Transport is another issue that is often mentioned on the doorstep by residents in Clwyd South. We need to look imaginatively at solutions to improve rural bus services and to continue to work on a cross-party basis to improve direct rail links with London and secure investment in our roads to cut congestion, particularly in rush hour.
Q3 What do you feel is the top issue for Westminster in the forthcoming parliament term, and briefly explain how you would like to see your desired outcome achieved ?
I feel that the top issue for Westminster in the next parliament will be the successful negotiation of Brexit. Like the majority of people in Clwyd South, I voted for Brexit last year and I am very pleased to see that the economy in Britain took the outcome of the referendum in its stride, registering GDP growth last year of 1.8%, second only to Germany.
Theresa May commands considerable respect as Prime Minister both at home and abroad and her leadership is vital to a successful outcome in these negotiations which will start 11 days after the General Election.
The Prime Minister has triggered Article 50 so we can start the process of leaving the EU and has published a white paper on Brexit. This sets out our 12 negotiating objectives including the control of our own laws and of immigration as well as rights for EU nationals in Britain, and British nationals in the EU. The objectives also include protecting workers’ rights, free trade with European markets and new trade agreements with other countries. These negotiations will not be easy but the objectives are achievable if Theresa May is given a strong mandate in this general election to represent Britain on our behalf.
Q4 What relevant experience do you have for the job of MP?
I have a mix of voluntary sector and business experience which is very helpful for the job of MP. Running a shop brought home to me the difficulties facing independent retailers and the need for low taxes and reduced bureaucracy which can otherwise strangle a small business. My career in finance included working abroad, particularly in Europe, and considerable involvement in managing younger colleagues which provides useful experience when helping large, medium and small businesses in Clwyd South in all different sectors.
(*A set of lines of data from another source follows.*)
PR #238, opened 2021-06-25
Add nifake GetAttributeViSesion test

astarche:
### What does this Pull Request accomplish?

Add a test covering for an `ViSession` out parameter from a non-open method.

### Why should this Pull Request be merged?

A similar method exists on many of the MI drivers.

I'm working on changes to the `SessionRepository`. A version of my change broke multiple `TClk` tests but no unit or integration tests.

### What testing has been done?

Ran and passed included test.
Confirmed how it was broken and can be fixed with the same fixes that worked for `TClk`.

PR #243, opened 2021-06-29
Add SessionResourceRepository to support non-IVI sessions

astarche:

Create a `SessionResourceRepository` class that wraps `SessionRepository` and allows storing driver-specific resource handles.

DAQmx will be the first non-IVI driver. Up to now, the `SessionRepository` has stored the 32-bit `ViSession` directly.

For DAQmx, we need to support a pointer-sized `TaskHandle`. We also need to be able to store incompatible (and potentially conflicting) resource types independently.

This change supports the DAQmx requirement while still preserving the session management features of the `SessionRepository`.

Note that all MI drivers will share a single `SessionResourceRepository`. This is required for `TClk` timing and sync, which adds functionality to existing sessions.

Ran and passed new auto-tests.
Ran and passed all system tests.
Used a prototype version of this in a prototype DAQ server.

### DIFF
--- a/generated/nidcpower/nidcpower_service.cpp
+++ b/generated/nidcpower/nidcpower_service.cpp
@@ -14,7 +14,7 @@
 
 namespace nidcpower_grpc {
 
-  NiDCPowerService::NiDCPowerService(NiDCPowerLibraryInterface* library, nidevice_grpc::SessionRepository* session_repository)
+  NiDCPowerService::NiDCPowerService(NiDCPowerLibraryInterface* library, ResourceRepositorySharedPtr session_repository)
       : library_(library), session_repository_(session_repository)
   {
   }
@@ -754,14 +754,14 @@ namespace nidcpower_grpc {
       ViBoolean reset = request->reset();
       ViConstString option_string = request->option_string().c_str();
 
-      auto init_lambda = [&] () -> std::tuple<int, uint32_t> {
+      auto init_lambda = [&] () {
         ViSession vi;
         int status = library_->InitializeWithIndependentChannels(resource_name, reset, option_string, &vi);
         return std::make_tuple(status, vi);
       };
       uint32_t session_id = 0;
       const std::string& session_name = request->session_name();
-      auto cleanup_lambda = [&] (uint32_t id) { library_->Close(id); };
+      auto cleanup_lambda = [&] (ViSession id) { library_->Close(id); };
       int status = session_repository_->add_session(session_name, init_lambda, cleanup_lambda, session_id);
       response->set_status(status);
       if (status == 0) {
@@ -2385,7 +2385,8 @@ namespace nidcpower_grpc {
       auto status = library_->GetAttributeViSession(vi, channel_name, attribute_id, &attribute_value);
       response->set_status(status);
       if (status == 0) {
-        response->mutable_attribute_value()->set_id(attribute_value);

Growing up at Lake Vyrnwy Hotel, I saw at first-hand the sheer hard work involved in running a family hotel business with long working days and few holidays. I have huge respect for the many people in Clwyd South who run such businesses and provide a wonderful holiday for the many visitors in our beautiful area with its World Heritage status.
I have always felt that it is important to put something back into my local community and, in addition to supporting the music charities mentioned earlier, I play the organ once a month in my local church and have been Chairman of our County Youth Orchestra and Band. I am also Chairman of the Welsh Historic Gardens Trust which works hard to champion our public parks and gardens and protect them from neglect and bad planning decisions. The Trust has a thriving branch in Clwyd and nine others across Wales and publishes two newsletters a year featuring projects across Wales including recently the community orchard of native Welsh apples and pears at the Brymbo Heritage Centre.
Q5 What is the biggest differentiator between yourself and your fellow candidates?
When standing for election, whether at a local or national level, I have always shown respect and courtesy to my fellow candidates as I believe that we need to work together to achieve the best for our communities even if we have disagreements on policy. Different candidates bring different strengths and experience to politics in Clwyd South and elsewhere and we should celebrate that and harness it for the good of our community. If I was elected as MP, I would want to represent everyone in the constituency regardless of which political party they had voted for and make sure that their voices were heard and their problems were addressed.